Reply #3 - Jun 2nd, 2008 at 1:54pm
 
Well, I just got back from my appt with my Neurogolist in preparation of my coming cycle.

Needless to say, he was less then thrilled when I disclosed to him of my attempts to abort my last cycle with the use of shrooms.

But I'm in the process of obtaining the 02 tank with right flow rate, stocking on the Imitrex shots again & now the doc wants to start trying the preventatives again.... filling the Rx for Verapamil later today.

Can't say I'm too enthusastic about starting this path again - but hey.... gotta do what the doctor orders.

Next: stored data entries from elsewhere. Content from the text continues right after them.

PR #475, opened 2020-01-31
Detect and use sccache by introspecting RUSTC_WRAPPER

mqudsi:
If no other C/C++ caching tool is found by inspecting `CC` and `CXX`,
`RUSTC_WRAPPER` is tested to see if an output-caching wrapper for
`rustc` is in use. If that is the case and it is a wrapper known to also
support C/C++ caching, use it.

### DIFF
--- a/src/lib.rs
+++ b/src/lib.rs
@@ -1867,7 +1867,7 @@ impl Build {
         cmd.args.push(sdk_path.trim().into());
         cmd.args.push("-fembed-bitcode".into());
         /*
-         * TODO we probably ultimatedly want the -fembed-bitcode-marker flag
+         * TODO we probably ultimately want the -fembed-bitcode-marker flag
          * but can't have it now because of an issue in LLVM:
          * https://github.com/alexcrichton/cc-rs/issues/301
          * https://github.com/rust-lang/rust/pull/48896#comment-372192660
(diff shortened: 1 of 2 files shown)


alexcrichton:
Thanks!

kyren:
Just an FYI in case anybody else comes across this bug, this PR can actually break your build if you're already setting RUSTC_WRAPPER and also happen to also have sccache -> gcc symlinks in your PATH with an error similar to the following:

```
running: "sccache" "gcc" "-O3" "-ffunction-sections" "-fdata-sections" "-fPIC" "-g" "-fno-omit-frame-pointer" "-m64" "-I" "/nix/store/kpc7x7mvb38di1711n6n2s1pgp9zwl7k-openssl-1.1.1d-dev/include" "-Wall" "-Wextra" "-E" "build/expando.c"
cargo:warning=error: failed to execute compile
cargo:warning=caused by: Compiler not supported: ""
exit code: 2

--- stderr
thread 'main' panicked at '
Header expansion error:
Error { kind: ToolExecError, message: "Command \"sccache\" \"gcc\" \"-O3\" \"-ffunction-sections\" \"-fdata-sections\" \"-fPIC\" \"-g\" \"-fno-omit-frame-pointer\" \"-m64\" \"-I\" \"/nix/store/kpc7x7mvb38di1711n6n2s1pgp9zwl7k-openssl-1.1.1d-dev/include\" \"-Wall\" \"-Wextra\" \"-E\" \"build/expando.c\" with args \"gcc\" did not execute successfully (status code exit code: 2)." }
```

Since pretty much everything in rust land that builds C code uses the `cc` crate, simply *not* having those symlinks in the PATH when invoking builds via cargo seems like a reasonable fix (since it'll be now be added by the `cc` crate automatically).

Then again, I've been struck with shadows the past cpl weeks.... and who knows, maybe my cycle has started and this is as bad as it gets???  But, on the flip side, I've not experienced shadows pre-cycle before and each cycle has been getting more & more intense - maybe this one is just gearing up to kick my ass 110%.

Personally I think the worse thing of the entire situation is all the "not knowing" [from causes and cures - to - when and how long]  Undecided

*sigh* Hasn't started yet and already soooo tired of it already!

~ Aimee ~
Cheesy poke me in the butt please to distract me from myself! Huh

Crap - edited to add: I mentioned something to the doc about getting vials of Imitrex (thought I read about it once) and he looked at me like I had 4 heads.... anyone know the scoop on that?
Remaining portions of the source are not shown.